> **TASK PROMPT**
What lines of the data below hold the string "Default"? Copy each one.

[Collected data]
○ ○ ○ ○

PR #1709, opened 2020-05-29
Added possibility to change image uploader's form body with Enviroment Variables

zneix:
Nuuls' uploader software accepts `attachment` as a name of an image form field, but some other hosts don't accept that and use other names.  
This PR makes it possible to change that value with enviroment variable and with this change I can upload images to other uploaders that use multipart form data (like my server).

Since the URL of uploader can be changed with EVs, I thought it would be cool to have this small thing changeable as well.  
This PR also adds a missing newline in docs about changeable uploader's URL.

### DIFF
--- a/docs/ENV.md
+++ b/docs/ENV.md
@@ -20,7 +20,7 @@ Arguments:
  - `%1` = Emote set ID
 
 ### CHATTERINO2_IMAGE_UPLOADER_URL
-Used to change the URL that Chatterino2 uses when trying to paste an image into chat. This can be used for hosting the uploaded images yourself.
+Used to change the URL that Chatterino2 uses when trying to paste an image into chat. This can be used for hosting the uploaded images yourself.  
 Default value: `https://i.nuuls.com/upload`
 
 Arguments:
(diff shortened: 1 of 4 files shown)


docs/ENV.md
```diff
@@ -20,7 +20,7 @@ Arguments:
  - `%1` = Emote set ID
 
 ### CHATTERINO2_IMAGE_UPLOADER_URL
-Used to change the URL that Chatterino2 uses when trying to paste an image into chat. This can be used for hosting the uploaded images yourself.
+Used to change the URL that Chatterino2 uses when trying to paste an image into chat. This can be used for hosting the uploaded images yourself.
```
Mm2PL, line 23: Minor nitpick: you seem to have left some spaces at the end of this line.

zneix: @Mm2PL I added those on purpose, so there's a visible newline between description and Default value

src/util/NuulsUploader.cpp
```diff
@@ -43,6 +43,7 @@ void uploadImageToNuuls(RawImageData imageData, ChannelPtr channel,
     const static QString contentType =
         QString("multipart/form-data; boundary=%1").arg(boundary);
     static QUrl url(Env::get().imageUploaderUrl);
+    static QString FormBody(Env::get().imageUploaderFormBody);
```
pajlada, line 46: we use `camelCase` for local variables, not `PascalCase`

zneix: gotcha, updated the variable name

○ ○ ○ ○

> **ANSWER TO THIS PROBLEM**
 Default value: `https://i.nuuls.com/upload`
zneix: @Mm2PL I added those on purpose, so there's a visible newline between description and Default value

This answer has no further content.